# Script Operations

## scan_filesystem.py (Mode B/C)

**Input**: Directory path + optional config
**Output**: graph.jsonl (Document + Project entities)

```bash
python scripts/scan_filesystem.py --root <dir> [options]

Options:
  --config <yaml>        Custom namespace rules
  --extract-metadata     Extract author/title from .docx/.pdf
  --dry-run              Stats only, no write
  --output <path>        Custom output path
  --no-dedup             Disable duplicate detection
```

Features:
- Auto-infers namespaces from directory structure (or reads config YAML)
- Skips dependencies, caches, system files via universal patterns
- Lightweight dedup (same filename + same size)
- Optional .docx/.pdf metadata extraction (author/title/subject)
- Cross-platform (Python stdlib only for core; python-docx/PyMuPDF for metadata)

Config format (namespace_rules.yaml, optional):
```yaml
namespace_map:
  MyProjects: work
  Downloads: external/downloads
expand_children:
  - MyProjects
```

Without config: namespaces auto-inferred from project markers (README, package.json, .git).

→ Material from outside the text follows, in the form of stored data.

PR #1979, opened 2022-05-13
Small bug fixing in the output message

luchengqi7:
I guess the second output message should be "timeFromScheduler"


michalmac (approved):
LGTM. Thanks!

PR #1983, opened 2022-05-15
Taxi as drt extension

michalmac:
This PR brings the taxi contrib closer to the DRT contrib.

The most important changes:
- Taxi uses the drt guice modules to set up all core bindings (routing, request creation, etc.) except for the optimiser specific bindings.
- The input taxi config is converted into the drt config, which is then passed to the drt guice modules.
- TaxiRequest is replaced by DrtRequest
- DrtRoute is used instead of generic route
- Taxi trip routing (the replanning phase) now uses the drt routing module (so we can have access egress walks, stops, service areas etc.)

What has not changed (but could/should be addressed in the future):
- At the optimiser level, the drt and taxi are still two completely separate things. They use different task types (**taxi**: pickup, dropoff, empty drive, and occupied drive vs **drt**: stop and drive), dynamic actions, rules for adding/modifying/deleting tasks inside schedules etc.
- Because the task are different and schedules are handled differently, the analysis modules need to remain separate for each contrib.


contribs/taxi/src/main/java/org/matsim/contrib/taxi/run/MultiModeTaxiModule.java
```diff
@@ -36,8 +39,9 @@ public class MultiModeTaxiModule extends AbstractModule {
 	@Override
 	public void install() {
 		for (TaxiConfigGroup taxiCfg : multiModeTaxiCfg.getModalElements()) {
-			install(new TaxiModeModule(taxiCfg));
-			installQSimModule(new TaxiModeQSimModule(taxiCfg));
+			var drtCfg = TaxiAsDrtConfigGroup.convertTaxiToDrtCfg(taxiCfg);
+			install(new DrtModeModule(drtCfg));
+			installQSimModule(new DrtModeQSimModule(drtCfg, new TaxiModeOptimizerQSimModule(taxiCfg)));
```
michalmac, line 44: This is the core change: we switch to `DrtModeModule` and `DrtModeQSimModule`. To make it work, we need to convert the taxi config to a drt config that is passed to those modules.

PR #1990, opened 2022-05-17
put timer into qnetsimengine and print the results to csv

Janekdererste:
I try to measure the time the qsim needs to shuffle agents around. This measures the wallclocktime per timestep in different locations.
- The overall wall clock time in ```QNetsimEngineWithThreadpool```
- The wall clock time divided by the number of links in `QNetsimEngineWithThreadpool`
- The wall clock time divided by the number of nodes in `QNetsimEngineWithThreadpool`

The three items above are the times on the main thread. I.e. the overall time needed including the overhead for threading

Also measured the wall clock time for each worker for working on the links and on the nodes. This is the code in `AbstractQNetsimEngineRunner`. These times are also divided by number of nodes and number of links. 

One should be able to compare the runtime per node/link between the overall code fom `QNetsimEngineWithThreadpool` and the worker Threads from `AbstractQNetsimEngineRunner` like below (numbers are nano seconds)

grafik
grafik


matsim/src/main/java/org/matsim/core/mobsim/qsim/qnetsimengine/QNetsimEngineRunnerForThreadpool.java
```diff
@@ -46,9 +58,15 @@ public Boolean call() {
 		}
 
 		if (this.movingNodes) {
+			var startTime = System.nanoTime();
```
Janekdererste, line 61: Hier beginnt das Time measurement der Worker

matsim/src/main/java/org/matsim/core/mobsim/qsim/qnetsimengine/QNetsimEngineWithThreadpool.java
```diff
@@ -89,23 +145,45 @@ protected void run(double time) {
...
 			engine.setTime(time);
 		}
 
 		try {
+			var overallStartTime = System.nanoTime();
 			for (AbstractQNetsimEngineRunner engine : this.getQnetsimEngineRunner()) {
 				((QNetsimEngineRunnerForThreadpool) engine).setMovingNodes(true);
 			}
+
+			var nodesStartTime = System.nanoTime();
```
Janekdererste, line 159: Hier beginnt das Node measurement für das oberste Diagram.

Issue #1987, opened 2022-05-16
Carrier capabilities not complete in XML


JWJoubert:
Hi @kt86 and @rgraebe 

Instead of using example files, we are trying to create the required input files for the `freight` contrib. Specifically when a `Carrier` has a an infinite fleet size. According to me, if the `CarrierCapabilities` is set to `CarrierCapabilities.FleetSize.INFINITE`, then one only needs to specify the `VehicleType`s and not the actual vehicles. Yet, when writing the carrier to file, I get something like
```
<capabilities fleetSize="INFINITE">
	<vehicles>
	</vehicles>
</capabilities>
```

with no vehicle types written. For me this will lead to trouble down the road in terms of reproducibility. Can/should we fix this? Do you agree that this is problematic? Am I missing another use case? I am happy to go ahead and work on it and tag you in a pull request.

kt86:
Dear Johan, 

thanks for pointing this out!

We are also using the INFINITE fleet size for our simulation, so it is relevant for us as well! (Even if I have not seen this before, but I run the last things from already existing .xml files...)

Just for clarification: What we are doing, is that we need to define one vehicle per depot (and vehicle type) as representative for this vehicle type. -> It is still a definition of (at least) one vehicle, which then stands for many vehicles of the same type at the same location.

Can you share the code snippet, you are using? 

I totally agree, that this should be written out! -> We need to fix it, if it is missing. So please go ahead and add me as reviewer. I will be off for some days during the next two weeks, but I will try to come back to you as soon as I can.

Another quick thought: I know that @kainagel changed something, that is related with the loading of the vehicleTypes to the carrier a few months ago (part of #1849). Maybe that is somehow relevant here ???

JWJoubert:
> Another quick thought: I know that @kainagel changed something, that is related with the loading of the vehicleTypes to the carrier a few months ago (part of https://github.com/matsim-org/matsim-libs/pull/1849). Maybe that is somehow relevant here ???

Indeed, I believe it might be relevant, @kt86. There are tests commented out, but without clear design decisions. The XML written is not the same as the XML read (there are warnings of ignored fields, like `route`) - there is no document type specified. I do not want to undo changes that had explicit design decisions behind them, but currently it is really hard to navigate the code. There are warnings (in the logger) of deprecated code, yet the code is not tagged as `@Deprecated`.

... and, specifically, the `VehicleType`. This appears in the log

[...]

PR #1992, opened 2022-05-17
VehicleType in CarrierCapabilities

JWJoubert:
This pull request relates to issue #1987. It is not a “fix” because it (still) does not support the spirit of `FleetSize.INFINITE`. This pull request just makes more methods deprecated (for now) so that the code can be cleared as to what happens.

### DIFF
--- a/contribs/freight/src/main/java/org/matsim/contrib/freight/carrier/CarrierCapabilities.java
+++ b/contribs/freight/src/main/java/org/matsim/contrib/freight/carrier/CarrierCapabilities.java
@@ -61,7 +61,13 @@ public class CarrierCapabilities {
 			this.fleetSize = fleetSize;
 			return this;
 		}
-		
+
+		/**
+		 * @deprecated Since the vehicle type is in the {@link CarrierVehicleTypes}
+		 * container, it should not be duplicated here. It is also not written
+		 * to file when writing {@link CarrierPlanXmlWriterV2}.
+		 */
+		@Deprecated
 		public Builder addType( VehicleType type ){
 			if(!typeIds.contains(type.getId())){
 				vehicleTypes.add(type);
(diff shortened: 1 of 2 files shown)


JWJoubert:
I am closing issue #1987 for now. It seems that the `FleetSize.INFINITE` is not (currently) honoured in the spirit with which [it was originally intended](https://github.com/matsim-org/matsim-libs/blob/28ec691fce67f029318dd8f0302cb80632d5070f/contribs/freight/src/main/java/org/matsim/contrib/freight/carrier/CarrierCapabilities.java#L33). My interpretation is that `CarrierCapabilities` should _either_ be created with `CarrierVehicle`s or `VehicleTypes`s, but not both. Yes, from #1987 I understand is that one _sample vehicle_ has to be created per type, but this makes the `jsprit` solution fairly hard to interpret in the end (all `Tour`s have the same vehicle `Id`).

kt86:
Thanks a lot for figuring out, that we missed some deprecations. :( And adding them :)
I will look at it later.

The intention was to fade out that double-definition (since it was never clear, which of the two "vehicleType" is used from which part of the following code...). From our point of view, we can also remove that internal and now deprecated `vehicleType` field, since this information is (now) included in the (MATSim) vehicle and should be used from there. The other thing is more or less a leftover from the old way, where freight has had its one vehicle definitions.

Indeed, that in the tour plan the vehicles (=tour) does not have a unique id (their vehicle type) is something that I am aware of and I also wanted to change it. If it is now also an issue for you, I suggest, that we open an issue here on github and see, who can continue working on that. I already started with it on the `kmtCarrierVehIds` branch some time ago. Since this was for me more a small enhancement, but it came up, that doing it is/was more complicated as expected in the first moment (*) I did not continued working on it... 

(*) relativly easy and clear: DriverAgent and (MATSim) vehicles in the simulation are getting their Ids based on some hard-coded logic based on that field... -> adapt it.
But if i remember correctly, there was the issue, that jsprit (?) or some other code tried to match the Id of the `tour` with an idea of the `vehicles` (or their types??). This is very easy solvable for FINITE fleets, but for infinite FLEETS it was not in the current logic... As an result of that, I started to pass the (MATSim) vehicleType through the jsprit solver (I need to look it up, if I merged it or if it is still in this branch), so it will be also available afterwards ,... -> Need more work and some more intesive thought ... :(

kt86 (approved):

PR #1993, opened 2022-05-18
Include schedule updater in PreplannedDrtOptimizer

luchengqi7:
Add ScheduleTimingUpdater to the PreplannedDrtOptimizer, so that it can update the schedule based on the actual arrival time of the vehicle. This is necessary for the studies with fluctuating network travel time (e.g., through network loading, or network change events).

Currently, if a vehicle arrives earlier than the originaly scheduled time and starts the next task, then the end time of the current task (drive task, with end time based on the schedule) will be different from the start time of the next task (which starts from "now").


michalmac (approved):
Looks good to me 👍

PR #480, opened 2021-02-15
VP-6852 Add infinite scroll for catalog and priselist selectors

AliveMen:
### Related task:     
VP-6852: Set new pricelist assignments are only possible for the first 20 catalogues
### Problem:
 We could not use a generic directive for UI scroll because property ObjectIds doesn't work in some *SearchCriteria
### Solution:
Fix search by ObjectIds
### Changes:
Use already existing ObjectIds for added it SearchCriteria the CatalogIds property.

### DIFF
--- a/src/VirtoCommerce.CatalogModule.Core/Model/Search/CatalogSearchCriteria.cs
+++ b/src/VirtoCommerce.CatalogModule.Core/Model/Search/CatalogSearchCriteria.cs
@@ -1,9 +1,14 @@
+using System.Linq;
 using VirtoCommerce.Platform.Core.Common;
 
 namespace VirtoCommerce.CatalogModule.Core.Model.Search
 {
     public class CatalogSearchCriteria : SearchCriteriaBase
     {
-        public string[] CatalogIds { get; set; }
+        public string[] CatalogIds
+        {
+            get => ObjectIds.ToArray();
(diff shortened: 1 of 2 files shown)


src/VirtoCommerce.CatalogModule.Core/Model/Search/CatalogSearchCriteria.cs
```diff
@@ -1,9 +1,14 @@
...
 using VirtoCommerce.Platform.Core.Common;
 
 namespace VirtoCommerce.CatalogModule.Core.Model.Search
 {
     public class CatalogSearchCriteria : SearchCriteriaBase
     {
-        public string[] CatalogIds { get; set; }
+        public string[] CatalogIds
+        {
+            get => ObjectIds.ToArray();
```
eMazeika, line 10: Is NullreferenceException possible here?

akak1977 (dismissed):

kostyrin (dismissed):

src/VirtoCommerce.CatalogModule.Core/Model/Search/CatalogSearchCriteria.cs
AliveMen: fixed

Vectorfield4 (approved):

PR #486, opened 2021-03-09
PT-27: Rebind changed underlying data with ui-grid

eMazeika:
https://virtocommerce.atlassian.net/browse/PT-27


src/VirtoCommerce.CatalogModule.Web/Scripts/blades/item-associations-list.js
```diff
@@ -1,160 +1,162 @@
...
+
+        blade.isLoading = false;
+        blade.refresh = function (item) {
+            initialize(item);
+        };
+
+        function initialize(item) {
+            blade.title = item.name;
+            blade.item = null;
+            $timeout(() => {
```
ksavosteev, line 16: add a comment for why we need to use $timeout here

eMazeika: added

AliveMen (approved):

PR #512, opened 2021-06-07
PT-895: Get languages from the parent catalog

krankenbro:
https://virtocommerce.atlassian.net/browse/PT-895

### DIFF
--- a/src/VirtoCommerce.CatalogModule.Web/Scripts/blades/item-asset-detail.js
+++ b/src/VirtoCommerce.CatalogModule.Web/Scripts/blades/item-asset-detail.js
@@ -14,9 +14,7 @@ angular.module('virtoCommerce.catalogModule')
             $scope.languages = [];
 
             function initialize() {
-                promise.then(function(promiseData) {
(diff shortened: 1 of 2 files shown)


src/VirtoCommerce.CatalogModule.Web/Scripts/blades/item-asset-detail.js
```diff
@@ -14,9 +14,7 @@ angular.module('virtoCommerce.catalogModule')
             $scope.languages = [];
 
             function initialize() {
-                promise.then(function(promiseData) {
-                    $scope.languages = promiseData;
-                });
+                $scope.languages = _.pluck($scope.blade.parentBlade.parentBlade.catalog.languages, 'languageCode');
```
ksavosteev, line 17: I think we should not assume that parentBlade.parentBlade always exists. How about fetching the catalog by Id and taking the list of languages from it?

Vectorfield4 (approved):

ksavosteev (approved):
fix smells please

PR #548, opened 2021-09-14
PT-4315 Products search fix

ksavosteev:
## Description
Products search fix for ProductSearchCriteria.StoreId == null in BrowseFilterService


ksavosteev:
fixed in https://github.com/VirtoCommerce/vc-platform/pull/2372

PR #561, opened 2021-10-14
PT-4224: Extract InnerListItemsSearchAsync to a separate service

ksavosteev:


Vectorfield4 (changes requested):
Create tasks for todos, please.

## scan_directory.py (Mode A)

**Input**: Project root directory
**Output**: scan_result.json (file manifest with P1-P7 priority)

```bash
python scripts/scan_directory.py "<dir>" --output scan_result.json --report
```

Priority classification patterns:
- P1: 数据库设计, 表结构, DB Design, 数据模型, ER图
- P2: 数据字典, 字段定义, 系统清单, 代码表
- P3: 接口说明, API Spec, 报文, 消息格式
- P4-P7: Requirements, architecture, data flow, other

## convert_doc.py (Mode A)

**Input**: Directory or single .doc file
**Output**: .docx files in output directory

```bash
python scripts/convert_doc.py "<input>" --output-dir "<output>" --max-files 100 --scan-result scan_result.json
```

- Windows: COM automation (requires Word)
- Linux: `libreoffice --headless --convert-to docx`
- Sorts by priority if scan_result provided
- Skips already-converted files

## extract_tables.py (Mode A)

**Input**: File or directory + optional scan_result.json
**Output**: extracted_tables.json

```bash
python scripts/extract_tables.py "<input>" --output extracted_tables.json --scan-result scan_result.json
```

Handles .docx (python-docx), .xlsx (openpyxl), .xls (xlrd). Column role detection with longest-keyword-match. Size strategies: full (<5MB), selective (5-20MB), table_priority (20-50MB), sampling (>50MB).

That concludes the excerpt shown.